The other three men were looking, but suddenly Train didn’t care. He had a feeling, in fact, that he was under Mr. Packard’s protection. Like the man might adopt him. Which, of course, didn’t made no more sense than anything else did today.

 

 

“Yessir.”

 

 

The men looked at each other and decided to ignore that, like they suddenly gone deaf. Which half of the members at Brookline was anyway.

 

 

“Well, I guess if you’re going to do something,” Mr. Packard said, “you got to go ahead and do it.” And then he gave Train fifty dollars for the tote.

 

 

Train took his money and walked out to the dirt road without going back down to the caddy shed.
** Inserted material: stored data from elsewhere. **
PR #1823, opened 2022-03-11
Bug 1191821 - The Add button when trying to add something to the See Also field is pointless

dklawren:
I agree that the Add button is a nuisance and we should just show single line text fields by default when clicking Edit. This is what happens in this patch for the see also field.


mitchhentges (approved):
Makes sense to me 👍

He didn’t want to see Sweet again, be reminded of what happened earlier.

 

 

About a hundred yards from the street, Mr. Packard came by in the dark Caddy. He pulled over and stopped, and Train heard the whine of the window motor and watched his face appear. He still couldn’t tell if the car was blue or black.

 

 

“Mr. Walk,” he said.

 

 

Train nodded politely. “Yessir . . .”

 

 

“You need a lift?”

 

 

He looked back down the road, afraid of the man suddenly, and afraid someone would see them talking. “No sir,” he said, “I’ll just take the bus.”

 

 

Mr. Packard nodded and rolled the window up and was on his way.

 

 

Train walked up the road into the Cadillac’s exhaust. He had a lump behind his ear, fifty-two dollars in his pocket, and a slow headache. His shirt was wrinkled from where he washed out the blood. He was thirsty and tired, and he hadn’t eaten since five that morning. Hadn’t felt like food once and still didn’t.

 

 

He let himself think then about how it would be riding home in the Cadillac, getting out in front of the house with fifty dollars in his pocket.

 

 

He stumbled then, light-headed and excited. He been hurt, though, and remembered the last time he bled out like this his mother took him to the butcher to drink cow blood to put back what he lost. Thinking of that, he dry-heaved up right there on the side of the road, again and again and again, heaved until his stomach felt like something in there wrung it out.

 

 

 

 

3

 

 

NORAH

 

 

The Georgia Peach, Newport Beach Marina

 

 

T
HEY’D COME OVER THE SIDE EARLY IN THE morning, an hour before sunrise, rowing out in the dark from the marina in a stolen wooden dinghy, neither of them able to swim.